BYU upset No. 13 Kansas State 38-9 at LaVell Edwards Stadium, handing the Wildcats their first loss of the season. After Kansas State jumped out to a 6-0 lead with two Chris Tennant field goals, BYU took control in the second quarter and never looked back. The turning point came late in the first half when BYU’s defense forced two turnovers in quick succession. The first was a fumble recovered by freshman Tommy Prassas, who returned it 30 yards for a touchdown. Two plays later, defensive lineman Tyler Batty intercepted a screen pass that set up a 23-yard touchdown pass from Jake Retzlaff to Chase Roberts.
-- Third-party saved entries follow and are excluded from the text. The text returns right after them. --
Issue #16394, opened 2014-11-26
Add `recover` operation


sirthias:
Recovering from stream failures with

    Flow[A, B]::recover[C >: B](PartialFunction[Throwable, C]): Flow[A, C]

appears to be a basic operation that is still missing.

rkuhn:
We also need its big brother (corrected signature from @smlin above):
~~~scala
def recoverWith[C :> B](PartialFunction[Throwable, Source[C]): Flow[A, C]
~~~

ktoso:
RecoverWith ticket: https://github.com/akka/akka/issues/18045

PR #17795, opened 2015-06-21
+str #16394 recover operation

agolubev:
Please verify if approach is Ok. I will need to add Java API,  docs and more tests for Scala and Java


ktoso:
OK TO TEST

agolubev:
And again cannot find that the cause is because of my commit. Is there any ticket about removing stack traces from test output?

ktoso:
Failure was `TlsSpec`, so it's unrelated - we're working on fixing TlsSpec but it's a tricky beast.

akka-stream/src/main/scala/akka/stream/impl/fusing/Ops.scala
```diff
@@ -56,6 +57,37 @@ private[akka] final case class Collect[In, Out](decider: Supervision.Decider)(pf
...
+
+  override def onPush(elem: T, ctx: Context[T]): SyncDirective = {
+    ctx.push(elem)
+  }
+
+  override def onPull(ctx: Context[T]): SyncDirective =
+    if (recovered.isDefined) {
+      val value = recovered.get
+      recovered = None
+      if (ctx.isFinishing) ctx.pushAndFinish(value) else ctx.push(value)
```
drewhk: it is always in finishing, since recovered is only set to False in onUpstreamFailure

akka-stream/src/main/scala/akka/stream/impl/fusing/Ops.scala
```diff
@@ -56,6 +57,37 @@ private[akka] final case class Collect[In, Out](decider: Supervision.Decider)(pf
...
+private[akka] final case class Recover[T](pf: PartialFunction[Throwable, T]) extends PushPullStage[T, T] {
+  import Collect.NotApplied
+  var recovered: Option[T] = None
+
+  override def onPush(elem: T, ctx: Context[T]): SyncDirective = {
+    ctx.push(elem)
+  }
+
+  override def onPull(ctx: Context[T]): SyncDirective =
+    if (recovered.isDefined) {
```
drewhk: I would prefer a match over the Option

akka-stream/src/main/scala/akka/stream/impl/fusing/Ops.scala
```diff
@@ -56,6 +57,37 @@ private[akka] final case class Collect[In, Out](decider: Supervision.Decider)(pf
...
+    pf.applyOrElse(t, NotApplied) match {
+      case NotApplied ⇒ ctx.fail(t)
+      case result: T @unchecked ⇒
+        recovered = Some(result)
+        ctx.absorbTermination()
+    }
+  }
+
+  override def onUpstreamFinish(ctx: Context[T]): TerminationDirective =
+    if (recovered.isEmpty) ctx.finish()
```
drewhk: it can only be empty, since it either finishes with a complete, or a failure.

drewhk:
LGTM apart from small nitpicks and some missing tests.

akka-stream/src/main/scala/akka/stream/scaladsl/Flow.scala
```diff
@@ -350,6 +350,8 @@ trait FlowOps[+Out, +Mat] {
 
   private final val _identity = (x: Any) ⇒ x
 
+  def recover[T](pf: PartialFunction[Throwable, T]): Repr[T, Mat] = andThen(Recover(pf.asInstanceOf[PartialFunction[Any, Any]]))
```
patriknw: one important (non-obvious) part that must be documented is that the recovery element may overtake other normally emitted elements, since onError is not driven by demand

drewhk: Ah, yes, +1! Using this stage does not prevent losing messages that arrived *before* onError.

agolubev:
Ok. Added tests, Java tests, Java API to Flow and Source. Rebased and squashed

akka-stream/src/main/scala/akka/stream/javadsl/Flow.scala
```diff
@@ -415,6 +416,23 @@ class Flow[-In, +Out, +Mat](delegate: scaladsl.Flow[In, Out, Mat]) extends Graph
   def dropWhile(p: function.Predicate[Out]): javadsl.Flow[In, Out, Mat] = new Flow(delegate.dropWhile(p.test))
 
   /**
+   * Recover allows to send last element on failure and gracefully complete the stream
+   * Using recover does not prevent from losing messages that arrived before onError
+   * as they pass through this processing step.
```
drewhk: What do you mean by "as they pass through"? I think this should be reformulated to something like this:

"Since the underlying failure signal onError arrives out-of-band, it might jump over existing elements. This stage can recover the failure signal, but not the skipped elements, which will be dropped."

drewhk:
after final doc nitpick, it is ready to merge! Great job @agolubev! 

Btw, I don't know if you know gitter (it is a chat app, and you can sign-in using your github account), but there is an akka/dev channel if you want to discuss development related topics with the team.

akka-stream/src/main/scala/akka/stream/scaladsl/Flow.scala
```diff
@@ -351,6 +351,22 @@ trait FlowOps[+Out, +Mat] {
...
+   * '''Emits when''' element is available from the upstream or upstream is failed and pf returns an element
+   *
+   * '''Backpressures when''' downstream backpressures
+   *
+   * '''Completes when''' upstream completes or upstream failed with exception pf can handle
+   *
+   * '''Cancels when''' downstream cancels
+   *
+   */
+  def recover[T >: Out](pf: PartialFunction[Throwable, T]): Repr[T, Mat] = andThen(Recover(pf.asInstanceOf[PartialFunction[Any, Any]]))
```
ktoso: Wouldn't it be cool to be able to `recover` with a `Source[T]` instead of just T?

ktoso: i.e. http://reactivex.io/documentation/operators/catch.html

drewhk: yes, but that is not as simple here.

agolubev:
Thanks for pointing to gitter. Will use it.

akka-stream/src/main/scala/akka/stream/scaladsl/Flow.scala
hepin1989: ```recoverWith```?

agolubev: RecoverWith source  can be constructed with FlexiMerge junction. It will continue from alternative source after error.
Would rather have this as a separate ticket.

ktoso: Adding a `recoverWith` sounds good to me. 

The thought I had is that it would be very simple to implement `recover` in terms of `recoverWith` (i.e. `recoverWith(Source.single(a))`) - much fundamental.

drewhk: Yep, except that you need to carefully clear demand, then prefetch again from the new source, while hopefully not receiving stray messages from the previous Publisher. And of course proper handling of re-subscription, etc. So it is not trivial.

drewhk:
needs a rebase. This probably will make into 1.1, we will cut RC4 today.

agolubev:
It was rebased actually yesterday (June 23). 
Could you shed some light on releasing process.. What is the branch for 1.1 (is it still release-2.3-dev but after build is made?) and where I can check when it's released (is it this page https://github.com/akka/akka/releases ?)

patriknw:
LGTM, thanks for contributing

patriknw:
Refs #16394

ktoso:
LGTM, I'd like the `recoverWith` as well but that can be done in the future. Thanks for contributing!
Sadly it seems it needs a rebase again.

drewhk:
Keep the PR open, and we will merge it after 1.0 comes out. Currently we have to hold this back, but it will make it into 1.1. The branch is the same, and I am happy to rebase it for you when the time is right.

ktoso:
I'll rebase it

ktoso:
Rebased it https://github.com/akka/akka/issues/17991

BYU wrapped up a 17-6 halftime lead.

In the second half, BYU took advantage of another Kansas State turnover when Harrison Taggart intercepted Avery Johnson to set up a 3-yard touchdown pass from Retzlaff to Darius Lassiter. Parker Kingston then delivered a 90-yard punt return touchdown to extend BYU’s lead to 31-6 in the third quarter.

Kansas State’s offense struggled to execute in key moments. Quarterback Avery Johnson threw two interceptions and was sacked multiple times, while BYU's defensive pressure consistently disrupted the Wildcats’ rhythm. BYU running back Sione I. Moa also had a standout game, rushing for 76 yards and a touchdown. The win marked BYU’s first major Big 12 victory and highlighted their defensive strength, as they held Kansas State without a touchdown for the first time since 2020.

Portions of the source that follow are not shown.